Collected data
■ ■ ■ ■ ■

Issue #206, opened 2018-07-16
Traceback on invalid character


c1728p9:
```
[1531774497.10][CONN][RXD] >>> 'Test attach_us for 500ms and time measure': 1 passed, 0 failed
[1531774497.10][CONN][RXD]
[1531774497.13][CONN][RXD] >>> Running case #9: 'Test detach'...
Process Process-1:
Traceback (most recent call last):
  File "c:\python27\lib\multiprocessing\process.py", line 258, in _bootstrap
    self.run()
  File "c:\python27\lib\multiprocessing\process.py", line 114, in run
    self._target(*self._args, **self._kwargs)
  File "c:\python27\lib\site-packages\mbed_host_tests\host_tests_conn_proxy\conn_proxy.py", line 257, in conn_process
    print_lines = kv_buffer.append(data)
  File "c:\python27\lib\site-packages\mbed_host_tests\host_tests_conn_proxy\conn_proxy.py", line 45, in append
    self.buff += payload.decode('utf-8')
  File "c:\python27\lib\encodings\utf_8.py", line 16, in decode
    return codecs.utf_8_decode(input, errors, True)
UnicodeDecodeError: 'utf8' codec can't decode byte 0xff in position 0: invalid start byte
```

ciarmcom:
ARM Internal Ref: MBOTRIAGE-1280

PR #207, opened 2018-07-19
add try/exception to handle UnicodeDecodeError

aashishc1988:
Due to lack of pull-up on different parts, the re-initialization of uart causes it to send an invalid character which we are not able to handle properly on htrun side. While partners are investigating the issue and fix, we will add this change in to handle the exception gracefully, as this bug is blocking the addition of multiple parts to our CI

### DIFF
--- a/mbed_host_tests/host_tests_conn_proxy/conn_proxy.py
+++ b/mbed_host_tests/host_tests_conn_proxy/conn_proxy.py
@@ -42,7 +42,10 @@ class KiViBufferWalker():
 
     def append(self, payload):
         """! Append stream buffer with payload and process. Returns non-KV strings"""
-        self.buff += payload.decode('utf-8')
+        try:
+            self.buff += payload.decode('utf-8')
+        except UnicodeDecodeError:
+            pass
         lines = self.buff.split('\n')
         self.buff = lines[-1]   # remaining
         lines.pop(-1)
--- a/mbed_host_tests/host_tests_conn_proxy/conn_proxy.py
+++ b/mbed_host_tests/host_tests_conn_proxy/conn_proxy.py
@@ -47,6 +47,7 @@ class KiViBufferWalker():
             self.buff += payload.decode('utf-8')
         except UnicodeDecodeError:
             logger.prn_wrn("UnicodeDecodeError encountered!")
+            self.buff += payload.decode('utf-8','ignore')
         lines = self.buff.split('\n')
         self.buff = lines[-1]   # remaining
         lines.pop(-1)
--- a/mbed_host_tests/host_tests_conn_proxy/conn_proxy.py
+++ b/mbed_host_tests/host_tests_conn_proxy/conn_proxy.py
@@ -46,7 +46,7 @@ class KiViBufferWalker():
         try:
             self.buff += payload.decode('utf-8')
         except UnicodeDecodeError:
-            logger.prn_err("UnicodeDecodeError encountered!")
+            logger.prn_wrn("UnicodeDecodeError encountered!")
         lines = self.buff.split('\n')
         self.buff = lines[-1]   # remaining
         lines.pop(-1)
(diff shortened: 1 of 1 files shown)


aashishc1988:
@cmonr Added a print statement in case unicodeDecode error occurs.

mbed_host_tests/host_tests_conn_proxy/conn_proxy.py
```diff
@@ -42,7 +42,11 @@ def __init__(self):
 
     def append(self, payload):
         """! Append stream buffer with payload and process. Returns non-KV strings"""
-        self.buff += payload.decode('utf-8')
+        logger = HtrunLogger('CONN')
+        try:
+            self.buff += payload.decode('utf-8')
+        except UnicodeDecodeError:
+            logger.prn_err("UnicodeDecodeError encountered!")
```
bridadan: Total nit pick here: I'd go with a `prn_wrn` here since the `htrun` will continue to run.

aashishc1988: logger.prn_err seemed like an obvious choice at first, but then looking at other places where it is used, we do return/raise an exception when we log the message with prn_err, but here we won't be doing anything like that, so I see your point. I will change that.

cmonr:
@aashishc1988 Something I was wondering.

Since the issue is known to be target specific, and a patch for the target appears to be feasable, why not open an Mbed OS PR instead? I'd like to echo @theotherjimmy sentiment about temporary, target-specific tool patches (https://github.com/ARMmbed/greentea/pull/278#issuecomment-407175402) in that I think we'd be much better off if we can avoid them.

bridadan:
For what its worth, I think htrun should be able to handle these unicode errors, even if a patch lands in the target. If you want a patch to land in Mbed OS too then no worries, but I don't mind htrun being cautious here as well.

studavekar:
I agree with @bridadan test runner should handle Unicode character and should not crash. It effectively fixes htrun issue https://github.com/ARMmbed/htrun/issues/206.  

There is an issue on mbed-os https://github.com/ARMmbed/mbed-os/issues/7511 for ST device, we can add other targets which show this behaviour.

theotherjimmy:
how about decode with ignore or decode with replacement? that way we only drop/replace the offending char.

aashishc1988:
@theotherjimmy using decode with ignore/replace will mask the error, I am not entirely sure what we plan on doing with this sort of behavior in future but it would be good to have some sort of message printed out if/when we encounter this issue. What if tomorrow we add a new part which has the same issue, but now since we are masking it, we wouldnt be able to know and push the partners for the fix.

Also, regarding the solution to treat it as bytes object, wouldnt that require change on both greentea and htrun? If you thinkthat is the most apt solution, lets take this offline and discuss what all need to change and the effects of it. I am still fairly new to GT and htrun architecture :)

theotherjimmy:
@aashishc1988 Could you have the except do a decode with ignore? that way we minimize the lost bytes.

aashishc1988:
Yes, thats a good point. We can print a UnicodeDecodeError exception message, and "decode with ignore" as well. Made the change.

theotherjimmy:
@cmor care to review?

cmonr:
I like it! Catches the error, indicates that one happened, and still tries to return the data.

Commit message could be shorter/multiline, but I'm not going to block on a nit.

jeromecoutant:
Hi
Is it possible to release this patch in a version ?
Thx

cmonr:
@jeromecoutant We'll likely be making another release sometime mid next month (if not sooner) with the release of Mbed OS 5.10. There are one or two fixes looking to come in that will need multiple tools to be updated in lock step.

dhwalters423:
@MarceloSalazar this is blocking support for the UBLOX ODIN W2 and SMCC tests.

aashishc1988:
@dhwalters423 Just fyi, this is not target specific. We have seen it on platforms other than ST (I cannot recall names, would need help of a colleague who is out today). 
Also, it looks like the current PR is merged. Are you still seeing an issue?

dhwalters423:
When installing newest htrun from sources I do not see the issue anymore. thanks for clarification.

■ ■ ■ ■ ■

Activity
Write all of the data above again, exactly as given.

Response to the exercise
Issue #206, opened 2018-07-16
Traceback on invalid character


c1728p9:
```
[1531774497.10][CONN][RXD] >>> 'Test attach_us for 500ms and time measure': 1 passed, 0 failed
[1531774497.10][CONN][RXD]
[1531774497.13][CONN][RXD] >>> Running case #9: 'Test detach'...
Process Process-1:
Traceback (most recent call last):
  File "c:\python27\lib\multiprocessing\process.py", line 258, in _bootstrap
    self.run()
  File "c:\python27\lib\multiprocessing\process.py", line 114, in run
    self._target(*self._args, **self._kwargs)
  File "c:\python27\lib\site-packages\mbed_host_tests\host_tests_conn_proxy\conn_proxy.py", line 257, in conn_process
    print_lines = kv_buffer.append(data)
  File "c:\python27\lib\site-packages\mbed_host_tests\host_tests_conn_proxy\conn_proxy.py", line 45, in append
    self.buff += payload.decode('utf-8')
  File "c:\python27\lib\encodings\utf_8.py", line 16, in decode
    return codecs.utf_8_decode(input, errors, True)
UnicodeDecodeError: 'utf8' codec can't decode byte 0xff in position 0: invalid start byte
```

ciarmcom:
ARM Internal Ref: MBOTRIAGE-1280

PR #207, opened 2018-07-19
add try/exception to handle UnicodeDecodeError

aashishc1988:
Due to lack of pull-up on different parts, the re-initialization of uart causes it to send an invalid character which we are not able to handle properly on htrun side. While partners are investigating the issue and fix, we will add this change in to handle the exception gracefully, as this bug is blocking the addition of multiple parts to our CI

### DIFF
--- a/mbed_host_tests/host_tests_conn_proxy/conn_proxy.py
+++ b/mbed_host_tests/host_tests_conn_proxy/conn_proxy.py
@@ -42,7 +42,10 @@ class KiViBufferWalker():
 
     def append(self, payload):
         """! Append stream buffer with payload and process. Returns non-KV strings"""
-        self.buff += payload.decode('utf-8')
+        try:
+            self.buff += payload.decode('utf-8')
+        except UnicodeDecodeError:
+            pass
         lines = self.buff.split('\n')
         self.buff = lines[-1]   # remaining
         lines.pop(-1)
--- a/mbed_host_tests/host_tests_conn_proxy/conn_proxy.py
+++ b/mbed_host_tests/host_tests_conn_proxy/conn_proxy.py
@@ -47,6 +47,7 @@ class KiViBufferWalker():
             self.buff += payload.decode('utf-8')
         except UnicodeDecodeError:
             logger.prn_wrn("UnicodeDecodeError encountered!")
+            self.buff += payload.decode('utf-8','ignore')
         lines = self.buff.split('\n')
         self.buff = lines[-1]   # remaining
         lines.pop(-1)
--- a/mbed_host_tests/host_tests_conn_proxy/conn_proxy.py
+++ b/mbed_host_tests/host_tests_conn_proxy/conn_proxy.py
@@ -46,7 +46,7 @@ class KiViBufferWalker():
         try:
             self.buff += payload.decode('utf-8')
         except UnicodeDecodeError:
-            logger.prn_err("UnicodeDecodeError encountered!")
+            logger.prn_wrn("UnicodeDecodeError encountered!")
         lines = self.buff.split('\n')
         self.buff = lines[-1]   # remaining
         lines.pop(-1)
(diff shortened: 1 of 1 files shown)


aashishc1988:
@cmonr Added a print statement in case unicodeDecode error occurs.

mbed_host_tests/host_tests_conn_proxy/conn_proxy.py
```diff
@@ -42,7 +42,11 @@ def __init__(self):
 
     def append(self, payload):
         """! Append stream buffer with payload and process. Returns non-KV strings"""
-        self.buff += payload.decode('utf-8')
+        logger = HtrunLogger('CONN')
+        try:
+            self.buff += payload.decode('utf-8')
+        except UnicodeDecodeError:
+            logger.prn_err("UnicodeDecodeError encountered!")
```
bridadan: Total nit pick here: I'd go with a `prn_wrn` here since the `htrun` will continue to run.

aashishc1988: logger.prn_err seemed like an obvious choice at first, but then looking at other places where it is used, we do return/raise an exception when we log the message with prn_err, but here we won't be doing anything like that, so I see your point. I will change that.

cmonr:
@aashishc1988 Something I was wondering.

Since the issue is known to be target specific, and a patch for the target appears to be feasable, why not open an Mbed OS PR instead? I'd like to echo @theotherjimmy sentiment about temporary, target-specific tool patches (https://github.com/ARMmbed/greentea/pull/278#issuecomment-407175402) in that I think we'd be much better off if we can avoid them.

bridadan:
For what its worth, I think htrun should be able to handle these unicode errors, even if a patch lands in the target. If you want a patch to land in Mbed OS too then no worries, but I don't mind htrun being cautious here as well.

studavekar:
I agree with @bridadan test runner should handle Unicode character and should not crash. It effectively fixes htrun issue https://github.com/ARMmbed/htrun/issues/206.  

There is an issue on mbed-os https://github.com/ARMmbed/mbed-os/issues/7511 for ST device, we can add other targets which show this behaviour.

theotherjimmy:
how about decode with ignore or decode with replacement? that way we only drop/replace the offending char.

aashishc1988:
@theotherjimmy using decode with ignore/replace will mask the error, I am not entirely sure what we plan on doing with this sort of behavior in future but it would be good to have some sort of message printed out if/when we encounter this issue. What if tomorrow we add a new part which has the same issue, but now since we are masking it, we wouldnt be able to know and push the partners for the fix.

Also, regarding the solution to treat it as bytes object, wouldnt that require change on both greentea and htrun? If you thinkthat is the most apt solution, lets take this offline and discuss what all need to change and the effects of it. I am still fairly new to GT and htrun architecture :)

theotherjimmy:
@aashishc1988 Could you have the except do a decode with ignore? that way we minimize the lost bytes.

aashishc1988:
Yes, thats a good point. We can print a UnicodeDecodeError exception message, and "decode with ignore" as well. Made the change.

theotherjimmy:
@cmor care to review?

cmonr:
I like it! Catches the error, indicates that one happened, and still tries to return the data.

Commit message could be shorter/multiline, but I'm not going to block on a nit.

jeromecoutant:
Hi
Is it possible to release this patch in a version ?
Thx

cmonr:
@jeromecoutant We'll likely be making another release sometime mid next month (if not sooner) with the release of Mbed OS 5.10. There are one or two fixes looking to come in that will need multiple tools to be updated in lock step.

dhwalters423:
@MarceloSalazar this is blocking support for the UBLOX ODIN W2 and SMCC tests.

aashishc1988:
@dhwalters423 Just fyi, this is not target specific. We have seen it on platforms other than ST (I cannot recall names, would need help of a colleague who is out today). 
Also, it looks like the current PR is merged. Are you still seeing an issue?

dhwalters423:
When installing newest htrun from sources I do not see the issue anymore. thanks for clarification.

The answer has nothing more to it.